For applications that need distributed tracing:

./last9-otel-setup.sh operator-only \
  token="Basic <your-token>" \
  endpoint="<your-otlp-endpoint>"

Option 3: Logs Only (Collector without Operator)

For log collection use cases:

./last9-otel-setup.sh logs-only \
  token="Basic <your-token>" \
  endpoint="<your-otlp-endpoint>"

Option 4: Metrics Only (Kubernetes Monitoring)

For cluster metrics and monitoring. This is a fully standalone path — no prior install steps needed.

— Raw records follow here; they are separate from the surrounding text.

PR #1989, opened 2024-07-09
Hide RCP option for Junior licence purchases

lailien3:
https://eaflood.atlassian.net/browse/IWTF-4066

Anglers under 17 y/o should not be offered the option to set up recurring payments, so it the option has been hidden.

### DIFF
--- a/packages/gafl-webapp-service/src/processors/__tests__/recurring-pay-helper.spec.js
+++ b/packages/gafl-webapp-service/src/processors/__tests__/recurring-pay-helper.spec.js
@@ -27,23 +27,66 @@ describe('recurringPayReminderDisplay', () => {
   })
 })
 
+// describe('validForRecurringPayment', () => {
+//   it.each([
+//     [true, '12M', true, true, 'not telesales', 18],
+//     [false, '8D', true, true, 'not telesales', 18],
+//     [false, '12M', false, true, 'not telesales', 18],
+//     [false, '12M', true, false, 'not telesales', 18],
+//     [false, '12M', true, true, 'telesales', 18],
+//     [false, '12M', true, true, 'telesales', 16],
+//   ])(
+//     'should return %s as licence length is %s, licence for you is %s and SHOW_RECURRING_PAYMENTS is %s and journey is %s and age is %s',
+//     (expected, length, licenceFor, recurring, telesales, age) => {
+//       process.env.CHANNEL = telesales
+//       process.env.SHOW_RECURRING_PAYMENTS = recurring
+//       const permission = getPermission({ licenceFor, length, age })
+//       const result = validForRecurringPayment(permission)
+//       expect(result).toEqual(expected)
+//     }
+//   )
+// })
+
 describe('validForRecurringPayment', () => {
-  it.each`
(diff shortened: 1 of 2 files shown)


packages/gafl-webapp-service/src/processors/recurring-pay-helper.js
```diff
@@ -1,5 +1,7 @@
 import { HOW_CONTACTED } from './mapping-constants.js'
 
+const MIN_AGE_FOR_RECURRING_PAYMENT = 18
```
jaucourt, line 3: As discussed on Slack, this shouldn't be here. Instead, you should use the `isMinor`, `isJunior` and `isSenior` functions in business-rules-lib

jaucourt (changes requested):
A few modifications are required, please

packages/gafl-webapp-service/src/processors/__tests__/recurring-pay-helper.spec.js
```diff
@@ -27,18 +28,20 @@ describe('recurringPayReminderDisplay', () => {
...
+  test.each`
+    expected  | length   | licenceFor | recurring | telesales           | age
+    ${true}   | ${'12M'} | ${true}    | ${true}   | ${'not telesales'}  | ${18}
+    ${false}  | ${'8D'}  | ${true}    | ${true}   | ${'not telesales'}  | ${18}
+    ${false}  | ${'12M'} | ${false}   | ${true}   | ${'not telesales'}  | ${18}
+    ${false}  | ${'12M'} | ${true}    | ${false}  | ${'not telesales'}  | ${18}
+    ${false}  | ${'12M'} | ${true}    | ${true}   | ${'telesales'}      | ${18}
+    ${false}  | ${'12M'} | ${true}    | ${true}   | ${'not telesales'}  | ${17}
+  `(
+    'should return %s as licence length is %s, licence for you is %s and SHOW_RECURRING_PAYMENTS is %s and journey is %s and age is %s',
```
jaucourt, line 40: Too many 'ands' in one sentence ;)

packages/gafl-webapp-service/src/processors/recurring-pay-helper.js
```diff
@@ -13,4 +14,5 @@ export const validForRecurringPayment = permission =>
   process.env.SHOW_RECURRING_PAYMENTS?.toLowerCase() === 'true' &&
   permission.licenceLength === '12M' &&
   permission.isLicenceForYou &&
+  permission.licensee.age > JUNIOR_MAX_AGE + 1 &&
```
jaucourt, line 17: The main problem is that there is no `age` field for licensee, only a `birthDate` field so age will have to be calculated from that.

Furthermore, if age is greater than JUNIOR_MAX_AGE + 1, that'll be 17, meaning recurring payments won't be offered until 18 (as your tests show) when the angler paid for an adult licence the previous year. If you get rid of the `+1` I think this would work, so `age > JUNIOR_MAX_AGE`

jaucourt (changes requested):

jaucourt (approved):
This is great, thanks for persevering!

PR #1995, opened 2024-07-11
Copy and paste into input fields

ScottDormand96:
https://eaflood.atlassian.net/browse/IWTF-4146

prevent users from copying and pasting non standard fonts into input fields

### DIFF
--- a/packages/business-rules-lib/src/validators/contact.validators.js
+++ b/packages/business-rules-lib/src/validators/contact.validators.js
@@ -80,11 +80,8 @@ const createDateStringValidator = joi =>
 
 const allowedUnicodeBlocks = '\\u0000-\\u024F'
 const forbiddenCharsRegex = new RegExp(`[^${allowedUnicodeBlocks}\\s'’()-]`, 'gu')
-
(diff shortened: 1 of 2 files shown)


packages/business-rules-lib/src/validators/contact.validators.js
```diff
@@ -154,15 +191,33 @@ export const overseasPostcodeRegex = /^([a-zA-Z0-9 ]{1,12})$/i
...
 
 /**
  * Create a validator to check/format overseas postcodes
  * @param {Joi.Root} joi the joi validator used by the consuming project
  * @returns {Joi.StringSchema}
  */
 export const createOverseasPostcodeValidator = joi =>
-  joi.string().trim().min(1).max(12).uppercase().required().pattern(overseasPostcodeRegex)
+  checkCopyPasteValidator(joi, forbiddenCharsNumbersRegex)
+    .string()
```
irisfaraway, line 213: Do we need to include `string()` on these if `checkCopyPasteValidator` is already extending the default string validator? Same question goes for the other uses of it.

irisfaraway (commented):
Looks good! Just one more question from me...

irisfaraway (approved):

Step 1 — Download the script (skip if you already have it):

curl -fsSL https://raw.githubusercontent.com/last9/l9-otel-operator/main/last9-otel-setup.sh \
  -o last9-otel-setup.sh && chmod +x last9-otel-setup.sh

Step 2 — Run monitoring-only install:

./last9-otel-setup.sh monitoring-only \
  monitoring-endpoint="<your-metrics-endpoint>" \
  username="<your-username>" \
  password="<your-password>"

What gets installed (in the last9 namespace):

Component	Purpose
kube-prometheus-stack	Prometheus Operator + AlertManager
PrometheusAgent	Scrapes cluster metrics, remote-writes to Last9
kube-state-metrics	Kubernetes object state metrics
node-exporter	Per-node CPU/memory/disk metrics

Verify the install:

kubectl get pods -n last9
kubectl get prometheusagent -n last9
kubectl get secrets -n last9 last9-remote-write-secret

Pre-existing Prometheus CRDs (Terraform / prior Helm installs)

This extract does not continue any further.